# Time for noms/subs for July...



## ChilDawg (Apr 30, 2006)

Time for some nominees, and some great pics. These are due by July 31st.

Photos: You can submit one piranha picture (for POTM, sponsored by Aquatic Sanctuary) and one non-piranha picture (for NPOTM) to me via PM. Please make sure that they are not posted elsewhere on site, and please also make sure that you don't reveal that they belong to you until after the voting period has concluded. Though I would prefer that submissions were 800 x 600, I have noticed that the PM box autoresizes them to 640 x 480 (or something along those lines) anyway, so just make sure that the pics would translate well to 640 x 480 when resized.

Nominations: You may nominate people for MOTM. The only exceptions are the people who won between August and December of last year, and the winners of this year so far, "Site Moderators", Admins and Webmasters (Team P-Fury is still eligible). (That having been said, you may nominate anyone you want from the April list at this point and if they happen to win, so be it, they will simply be removed from this competition.) You may choose to nominate them in this thread or via PM. If our list is longer than ten, some nominees may be pruned (especially those who haven't posted in May, those who are currently suspended or banned, or those who have been suspended or banned during that month). I won't prune too much, though, unless we have a ridiculous list that's hard to wade through.

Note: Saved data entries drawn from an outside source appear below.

PR #869, opened 2026-04-01
Multitenancy login flow

nsklikas:
### Summary

Adds multi-tenancy support to the login flow. When `MULTI_TENANCY_ENABLED=true` and a `TENANTS_SERVICE_URL` is configured, the login UI resolves which tenants a user belongs to immediately after the identifier-first step and routes them accordingly.

### How it works

After the user enters their email and the identifier-first step advances, the frontend calls `POST /api/v0/tenants/resolve`. The backend fetches the Kratos flow to extract the email, queries the Tenant Service, and returns one of three outcomes:

| Tenants | Outcome |
|---------|---------|
| 0 | Empty `{}` — frontend proceeds to credentials directly |
| 1 | Backend auto-stores the tenant in the encrypted cookie and returns `{redirect_to: "/ui/login?flow=..."}` — no user interaction needed |
| 2+ | `{redirect_to: "/ui/select_tenant?..."}` — user picks a tenant, which calls `POST /api/v0/auth/tenant` to persist the selection |

The selected `tenant_id` is injected into the Kratos `transient_payload` at credential submit time, then carried through the Hydra consent step into the token hook for final validation.

### Changes

`refactor(internal/cookies)` — `AuthCookieManager` and `Encrypt` are moved out of `pkg/kratos` into a new `internal/cookies` package to avoid a circular import from `pkg/tenants`.

`feat(tenants)`:

- New `pkg/tenants` package: `GET /api/v0/tenants`, `POST /api/v0/tenants/resolve`, `POST /api/v0/auth/tenant`
- `TenantResolverInterface` in `pkg/kratos` — lets the login handler read the selected tenant without a hard dependency on the cookie implementation
- `pkg/extra`: injects `_tenant_id` into the Hydra consent accept session so the Tenant Service token hook can validate and burn the public `tenant_id` claim
- Config: `MULTI_TENANCY_ENABLED` (default `false`), `TENANTS_SERVICE_URL` (required when enabled)
- Frontend: `select_tenant.tsx`, `tenants.ts`, `tenantResolve.ts`; `login.tsx` calls resolve using `flow.oauth2_login_challenge` as a fallback for when the URL param is stripped after the identifier-first redirect

### Testing

To try this you need to build the tenant service from [canonical/tenant-service#53](https://github.com/canonical/tenant-service/pull/53)


nsklikas:
I ran `gofmt` on the repo and it introduced a bunch of changes to spaces (apparently the go standard is to use tabs instead of spaces). I can undo them and push them to a different PR if needed

nsklikas:
@copilot resolve your comments that are no longer valid

pkg/tenants/handlers.go
```diff
@@ -0,0 +1,224 @@
...
+	if body.TenantID == "" {
+		http.Error(w, "tenant_id is required", http.StatusBadRequest)
+		return
+	}
+
+	if err := a.storer.StoreTenant(w, r, body.TenantID, body.LoginChallenge); err != nil {
+		a.logger.Errorf("failed to persist tenant selection state: %v", err)
+		http.Error(w, "failed to persist tenant selection", http.StatusInternalServerError)
+		return
+	}
```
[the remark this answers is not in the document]
BarcoMasile: Any chance we do something about this in a future PR?
Even like adding the allowed tenants for the user at flow creation time and sticking them in the flow context?

ui/pages/select_tenant.tsx
```diff
@@ -0,0 +1,108 @@
...
+      .catch((err) => {
+        console.error(err);
+        setError(
+          "Failed to fetch tenants. Ensure the backend is running and the user exists.",
+        );
+      })
+      .finally(() => setLoading(false));
+  }, [router.isReady, flowId]);
+
+  const handleSelect = (tenantId: string) => {
```
BarcoMasile:
```suggestion
  const handleSelect = useCallback((tenantId: string) => {
  ...
  }, [router.query, login_challenge, tenantId, flow, fetch])
```

BarcoMasile (dismissed):
LGTM!!!

ui/pages/select_tenant.tsx
```diff
@@ -0,0 +1,116 @@
...
+  const [error, setError] = useState<string | null>(null);
+  const [loading, setLoading] = useState(false);
+
+  const submitTenantSelection = useCallback(
+    (tenantId: string) => {
+      const { flow, login_challenge } = router.query;
+
+      if (!login_challenge || typeof login_challenge !== "string") {
+        return;
+      }
```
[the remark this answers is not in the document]
BarcoMasile: this seems relevant, could we `setError` here?

pkg/tenants/service.go
```diff
@@ -0,0 +1,126 @@
...
+
+// emailFromFlow extracts the email from a login flow's "identifier" UI node.
+func emailFromFlow(flow *kClient.LoginFlow) (string, error) {
+	for _, node := range flow.Ui.Nodes {
+		if node.Type == "input" &&
+			node.Attributes.UiNodeInputAttributes != nil &&
+			node.Attributes.UiNodeInputAttributes.Name == "identifier" {
+			val, ok := node.Attributes.UiNodeInputAttributes.Value.(string)
+			if !ok || val == "" {
+				return "", fmt.Errorf("identifier value is not a string in flow %s", flow.Id)
```
BarcoMasile:
```suggestion
				return "", fmt.Errorf("identifier value is not a string or is empty in flow %s", flow.Id)
```

BarcoMasile (dismissed):

pkg/tenants/handlers.go
```diff
@@ -0,0 +1,230 @@
...
+
+// handleLookupTenants accepts an optional ?flow= query parameter. When flow is
+// provided it fetches the Kratos flow to extract the email; otherwise the
+// identity ID is read from the active Kratos session. Email is never accepted
+// as a URL parameter to prevent unauthenticated tenant enumeration.
+func (a *API) handleLookupTenants(w http.ResponseWriter, r *http.Request) {
+	flowID := r.URL.Query().Get("flow")
+
+	var (
+		tenants []Tenant
```
BarcoMasile: suggestion: switch to `[]*Tenant`

pkg/tenants/handlers.go
BarcoMasile, line 1: suggestion: I'd suggest to use some white space to separate logic portions of code to make it more readable

BarcoMasile (dismissed):

pkg/extra/service.go
```diff
@@ -45,10 +45,19 @@ func (s *Service) GetConsent(ctx context.Context, challenge string) (*hClient.OA
...
 	session := hClient.NewAcceptOAuth2ConsentRequestSession()
 	session.SetIdToken(misc.GetUserClaims(identity, *consent))
 
+	if tenantID != "" {
+		// Embed the tenant ID into the access token session under "_tenant_id".
+		// The leading underscore signals that this is an internal field: it is
+		// deliberately absent from allowed_top_level_claims in the Hydra config
+		// so it is never exposed in the issued token. The hook reads "_tenant_id"
+		// and maps it to the public "tenant_id" claim.
+		session.SetAccessToken(map[string]interface{}{"_tenant_id": tenantID})
```
shipperizer, line 61: just to understand, so `tenant_id` won't be a custom claim available in the ID token either?we kinda need that i'm afraid

pkg/tenants/handlers.go
nsklikas: fixed

ui/pages/select_tenant.tsx
```diff
@@ -0,0 +1,117 @@
...
+      typeof flowId === "string"
+        ? fetchTenantsByFlow(flowId)
+        : fetchTenantsBySession();
+    loader
+      .then((result) => {
+        setTenants(result);
+        if (result.length <= 1) {
+          submitTenantSelection(result.length === 1 ? result[0].id : "");
+        }
+      })
```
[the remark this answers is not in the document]
nsklikas: This is intentional, this is just a reference frontend implementation

pkg/kratos/handlers.go
```diff
@@ -387,23 +445,42 @@ func (a *API) handleUpdateIdentifierFirstFlow(w http.ResponseWriter, r *http.Req
...
 	}
 
-	setCookies(w, cookies)
+	setCookies(w, httpCookies)
+
+	// After the identifier-first step succeeds, check whether tenant
+	// selection is required BEFORE the user enters their password (1FA).
+	// This only applies to Hydra-initiated flows with multi-tenancy enabled.
+	if redirectTo != nil && a.tenantMgr.Enabled() {
+		loginFlow, _, flowErr := a.service.GetLoginFlow(r.Context(), flowId, r.Cookies())
```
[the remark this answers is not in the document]
nsklikas: The kratos response does not return all the cookies, this would break the code

pkg/tenants/handlers.go
```diff
@@ -0,0 +1,237 @@
...
+			return
+		}
+
+		identityID := identityIDFromSession(session)
+		if identityID == "" {
+			http.Error(w, "could not determine identity from session", http.StatusUnauthorized)
+			return
+		}
+		tenants, err = a.service.LookupTenantsByIdentityID(r.Context(), identityID)
+	}
```
shipperizer:
```suggestion
	if flowID == "" {
		var session *kClient.Session
		session, _, err = a.sessionChecker.CheckSession(r.Context(), r.Cookies())
		if err != nil {
			http.Error(w, "unauthorized", http.StatusUnauthorized)
			return
		}

		identityID := identityIDFromSession(session)
		if identityID == "" {
			http.Error(w, "could not determine identity from session", http.StatusUnauthorized)
			return
		}
		tenants, err = a.service.LookupTenantsByIdentityID(r.Context(), identityID)
	} else {
	   tenants, err = a.service.LookupTenantsByFlow(r.Context(), flowID, r.Cookies())
	}
```

pkg/tenants/handlers.go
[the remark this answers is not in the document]
shipperizer: wouldn't that expose too many info (albeit in the encrypted cookie)?
feels like https://github.com/canonical/identity-platform-login-ui/pull/869/changes#diff-34a75bc3778fd77d050dd64f246b0730f611c07a94166d3eae6ae94878b0c0bcR113-R119 should be enough

pkg/tenants/service.go
```diff
@@ -0,0 +1,159 @@
...
+	CreatedAt string `json:"created_at"`
+	Enabled   bool   `json:"enabled"`
+}
+
+// Service fetches tenant data from the external tenants API.
+// TODO: Replace the ad-hoc HTTP client with the autogenerated SDK when the
+// tenant service exposes a gRPC endpoint.
+type Service struct {
+	tenantsAPIURL string
+	httpClient    *http.Client
```
shipperizer, line 34: let's add an issue and make this a gRPC service

pkg/extra/service.go
nsklikas: It will be injected in both of them: https://github.com/canonical/hook-service/pull/225/changes#diff-9833bae118c17e3436774c0aceb9f07a9dfc7f0c78a4213c199cd2258cfb195dR169

This is just a place to store it temporarily for the hook-service to fetch it. This(`_tenant_id`) should not be exposed to the user.

pkg/tenants/handlers.go
nsklikas: fixed

pkg/tenants/login_flow.go
BarcoMasile, line 1: nitpick: seems more like a `util.go` file for utilities

ui/pages/select_tenant.tsx
```diff
@@ -0,0 +1,126 @@
...
+        body: JSON.stringify(body),
+      })
+        .then((r) => {
+          if (!r.ok) {
+            throw new Error(`failed to store tenant selection: ${r.status}`);
+          }
+          return r.json() as Promise<{ redirect_to: string }>;
+        })
+        .then((r) => {
+          window.location.href = r.redirect_to;
```
BarcoMasile, line 50: watch out, this will miss any query params from the current url, if there's something that needs to be carried
I think it is fine like this, just calling it out for reasoning

BarcoMasile (dismissed):

pkg/kratos/handlers.go
```diff
@@ -107,68 +108,112 @@ func (a *API) handleCreateFlow(w http.ResponseWriter, r *http.Request) {
...
+	// When DeferMFAChecks is set the user has a session from a previous
+	// flow (cookie doesn't match this challenge). We must still consult
+	// MustReAuthenticate because Hydra may demand re-auth (max_age=0).
+	// Only if Hydra says skip=true do we honour SelectTenant/AcceptLogin.
+	if intercept.DeferMFAChecks || (!intercept.AcceptLogin && !intercept.SelectTenant) {
+		var forceLogin bool
+		forceLogin, err = a.service.MustReAuthenticate(r.Context(), loginChallenge, session, c)
+		if err != nil {
+			a.logger.Errorf("Failed to fetch hydra flow: %v", err)
+			http.Error(w, "Failed to fetch hydra flow", http.StatusInternalServerError)
```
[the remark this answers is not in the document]
nsklikas: This is just a formatting change, the inconsistency was already there and it's out of scope for this PR to fix it

pkg/tenants/login_flow.go
nsklikas: I would argue that the function in there is not generic enough to be called a util, maybe `login_payload.go` would be better. I'll keep it as it is unless you have a strong objection.

ui/pages/select_tenant.tsx
nsklikas: Good catch. TBH my initial assumption when creating this page was that it would be a poc and the frontend team would refactor it, but now this seems unlikely to happen.

I looked a little on how we handle this in other places and in some places we simply pass whatever the backend returned, whereas in others we carry over the query params. We may have to refactor this in the future, but I don't think any change is needed for now.

BarcoMasile (approved):

PR #882, opened 2026-04-28
fix: add flow error handler in register password view

### LINKED ISSUE #860: Late validation for existing account identifiers, no "account already exists" error displayed in UI
When attempting to create a new account with an identifier already assigned to another identity, on the second step of registration backend returns an error "an account with the same identifier already exists, contact support":

https://github.com/user-attachments/assets/36a2a0b0-1135-44d6-9c4a-66ac138ff7c6

Perhaps we should verify that the identity exists on the first registration step, before making the user enter any credentials.

abhigyanghosh30:
Fixes errors not showing up in RegisterPassword page in Registration Flow

QA Steps:
Visit /ui/register
Input test@example.com as email and press next
Enter any valid password and enter the same one in the field below
Press submit
An error should show up saying that the email is already registered
Fixes https://github.com/canonical/identity-platform-login-ui/issues/860

### DIFF
--- a/ui/components/NodeInputEmail.tsx
+++ b/ui/components/NodeInputEmail.tsx
@@ -27,7 +27,7 @@ export const NodeInputEmail: FC<NodeInputProps> = ({
   }, []);
 
   useEffect(() => {
-    setError(upstreamError);
+    setError(getError());
   }, [upstreamError]);
 
   const getError = useCallback(() => {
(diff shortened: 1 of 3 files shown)


BarcoMasile (approved):

BarcoMasile:
Just rebased on main and we can proceed to merge

PR #889, opened 2026-05-04
fix: avoid query param passing (with flow param) when switching flows

### LINKED ISSUE #874: Incorrect call to kratos after registration
After you register a new account and visit the manage details page for the first time, the "email" field is empty:

Image

The reason is that frontend makes a call to kratos instead of login ui (https://iam.blue.canonical.com/self-service/settings/flows?id=...) that returns 404.
If you go to https://iam.blue.canonical.com/ui/manage_details instead, the email is returned correctly.

BarcoMasile:
## Description
Fixing a behavior of the redirection logic used in the verification flow where the flow id for verification gets re-used for other flows causing issues in the page you get redirected to.

Fixes #874

### DIFF
--- a/ui/pages/verification.tsx
+++ b/ui/pages/verification.tsx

A thought on nominations: Sometimes I like to do a theme for my nominations. One month, I did moderators (actually, that's been a theme for me in a lot of months). Another month, my theme was "guys who help out in the reptile section". I've also had sillier themes, like "me and a bunch of spambots so that Taylor would cap the nominees at this point and I would win". (Taylor thought it was funny, but realized that I wasn't all that serious.) Think hard about this--if you see someone who's busting their balls on the site, but never gets appreciation for it, nominate them. If you see someone who's helped you quite a bit in the recent past, give them a nod. If you see someone who's made 2000 posts in the last three hours, smack them around a bit.


----------



## ChilDawg (Apr 30, 2006)

Bump.


----------



## ChilDawg (Apr 30, 2006)

Bump.


----------



## ChilDawg (Apr 30, 2006)

Bump.


----------



## ChilDawg (Apr 30, 2006)

Bump.


----------



## ChilDawg (Apr 30, 2006)

Bump.


----------



## ChilDawg (Apr 30, 2006)

Bump.


----------



## ChilDawg (Apr 30, 2006)

Bump.


----------



## ChilDawg (Apr 30, 2006)

Bump.


----------



## ChilDawg (Apr 30, 2006)

Bump.


----------



## ChilDawg (Apr 30, 2006)

Bump.


----------



## ChilDawg (Apr 30, 2006)

Bump.


----------



## ChilDawg (Apr 30, 2006)

Bump...just a few hours left!


----------



## ChilDawg (Apr 30, 2006)

Thanks for your submissions and nominations! We'll start the next cycle of contests soon. Anything received from this point onward will be added to the August pile.


----------